Drug repositioning and drug repurposing are often used interchangeably. They can be broadly defined as the use of a therapeutic agent in an indication other than the one for which it was initially developed. While both terms can be found in the literature, several authors make a distinction between the two notions. Indeed, drug repositioning can be considered as “the development of an agent for an indication other than the one it was originally intended for” while drug repurposing can be defined as “the application of established drug compounds to new therapeutic indications”.
To understand the potential benefit of drug repurposing / repositioning it is important to keep in mind that drug discovery and development is a lengthy (12-15 years, or more) and costly (several billions of €) process. Part of the time and cost is due to the need to thoroughly assess the pharmacokinetic (PK) and safety profiles of the developed drug, first in preclinical and then in clinical studies.
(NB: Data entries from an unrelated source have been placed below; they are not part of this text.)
Issue #1335, opened 2020-01-29
ScalingConfiguration when engine is not Aurora is an invalid property


atkinsonm:
*cfn-lint version: (`cfn-lint --version`)* 0.26.2

*Description of issue.*

Sample CloudFormation error on `Create|UpdateStack`:

You can't specify scaling configuration for non Aurora Serverless cluster. (Service: AmazonRDS; Status Code: 400; Error Code: InvalidParameterValue; Request ID: bff47f04-6bbc-492c-a74a-b46b1988f957)

It would be nice for cfn-lint to surface this attribute error so that it can be caught before the  `Create|UpdateStack` action.

chrisoverzero:
In `cfn-lint --version` 0.28.0, this test appears to be firing false failures:

```yaml
Database:
  Type: AWS::RDS::DBCluster
  Properties:
    BackupRetentionPeriod: 30
    DBClusterParameterGroupName: default.aurora-postgresql10
    DBSubnetGroupName: !Ref DatabaseSubnetGroup
    EnableHttpEndpoint: true
    Engine: aurora-postgresql
    EngineMode: serverless
    EngineVersion: '10.7'
    KmsKeyId: !Ref EncryptionKey
    MasterUsername: !Sub '{{resolve:secretsmanager:${DatabaseSecret}::username}}'
    MasterUserPassword: !Sub '{{resolve:secretsmanager:${DatabaseSecret}::password}}'
    ScalingConfiguration:
      AutoPause: false
      MaxCapacity: 4
      MinCapacity: 2
    StorageEncrypted: true
```

This resource produces E3028.

kddejong:
@chrisoverzero I think we resolved the E3028 error in this template.

kddejong:
Rule `E3028` solves this issue

PR #1338, opened 2020-01-30
E3028: cannot specify ScalingConfiguration for non Aurora Serverless AWS::RDS::DBCluster

PatMyron:
https://github.com/aws-cloudformation/cfn-python-lint/issues/1335

Like https://github.com/aws-cloudformation/cfn-python-lint/pull/1284, this rule needs to be ignored if `EngineMode` is not a literal string because the Linter cannot evaluate Parameter/Dynamic References


src/cfnlint/rules/resources/rds/AuroraScalingConfiguration.py
```diff
@@ -0,0 +1,41 @@
...
+        self.resource_property_types = ['AWS::RDS::DBCluster']
+
+    def check(self, properties, path, cfn):
+        """Check itself"""
+        matches = []
+        property_sets = cfn.get_object_without_conditions(properties)
+        for property_set in property_sets:
+            properties = property_set.get('Object')
+            if properties.get('EngineMode') != 'serverless':
+                if properties.get('ScalingConfiguration'):
```
PatMyron: @atkinsonm is this the logic you're looking for?

`AWS::RDS::DBCluster.ScalingConfiguration` can't be set when `AWS::RDS::DBCluster.EngineMode` isn't `serverless`?

atkinsonm: Yes that's correct. Thanks for the fast reply and fix!

src/cfnlint/rules/resources/rds/AuroraScalingConfiguration.py
```diff
@@ -0,0 +1,41 @@
...
+
+    def __init__(self):
+        """Init"""
+        super(AttributeMismatch, self).__init__()
+        self.resource_property_types = ['AWS::RDS::DBCluster']
+
+    def check(self, properties, path, cfn):
+        """Check itself"""
+        matches = []
+        property_sets = cfn.get_object_without_conditions(properties)
```
kddejong: Can we change this to?
`property_sets = cfn.get_object_without_conditions(properties, ['EngineMode', 'ScalingConfiguration'])`

This will prevent some performance issues where people over condition all the properties inside this resource type.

Thus, one clear advantage of drug repurposing / repositioning is that the safety profile of the candidate has already been established. This means that there is no need for additional preclinical assessment of the safety profiles of the molecule being developed. As a consequence, the cost of development is drastically reduced. Besides, repurposing / repositioning also “de-risks” the development of the molecule as the risk of failure due to toxicity is largely reduced. In this context, previously marketed drugs (see two examples below) are even more advantageous compared to drugs that have been developed until the clinical trials but that never reached the market as the developer has access to post-marketing (i.e. “real life”) data.
Drug repositioning / repurposing can be very valuable, especially in areas where the attrition rate during drug development is very high (typically for CNS diseases) or for neglected / orphan diseases. In the context of CNS diseases, drug repositioning / repurposing can be illustrated with two examples. Fenfluramine, originally developed for weight loss and later withdrawn from the market, received a new marketing authorization from the EMA in 2020 as a treatment for several forms of epilepsy. Amantadine was originally marketed as a prophylactic anti-influenza virus drug but was later approved (in 2017) by the FDA for the treatment of dyskinesia in patients with Parkinson’s disease receiving levodopa.
Thus, the question is: “are there any research efforts in “repurposing” drugs in the context of MS?” Before delving in the current efforts, we can mention that dimethylfumarate was already on the market as an anti-psoriasis drug before being approved by the FDA in 2013 as treatment for MS.
Current repurposing / repositioning efforts include:
- Statins (e.g. atorvastatin), originally developed to lower cholesterol levels, were suggested to be helpful for treating MS in part due to their anti-inflammatory and immunomodulatory properties. However, the data obtained from controlled clinical trials are less supportive. Indeed, while they might have beneficial effects on the inflammatory component of the disease, reducing cholesterol levels may negatively affect the remyelinating processes.
- Clemastine is a well know antihistaminergic drug used to manage allergies. It was shown to induce remyelination in vitro and in several animal models of MS. In the ReBUILD Phase II clinical trial, clemastine improved myelination-related parameters supporting the positive preclinical data. However, in the more recent TRAP-MS trial, the clemastine-treated arm of the study had to be halted due to increased disability accumulation in patients with non-lesional MS activity.
- Metformin is the main first-line treatment for type II diabetes. Several in vitro and in vivo preclinical studies have shown that metformin can have a positive effect on oligodendrocyte progenitor cell (OPC) differentiation and remyelination processes. A clinical trial involving patients with obesity and MS found that metformin use was associated with a significant decrease in the number of T2 lesions and gadolinium-enhancing lesions. Several ongoing clinical trials are further investigating the safety and efficacy of metformin as treatment for MS. Of note, in Belgium the ongoing MACSiMiSE-BRAIN clinical trial will assess if metformin can prevent clinical disability in patients with progressive MS by enhancing remyelination.
Several Bruton tyrosine kinase inhibitors (e.g. HERCULES; EVOLUTION RMS) and the phosphodiesterase 4 inhibitor Ibudilast (e.g. NN102/SPRINT-MS) are other examples of current repurposing / repositioning efforts.
While in the past serendipity was the main route for repurposing / repositioning, the increasing knowledge on the mechanisms behind MS and the expanding use of data mining and AI approaches should facilitate the repurposing efforts in the context of MS.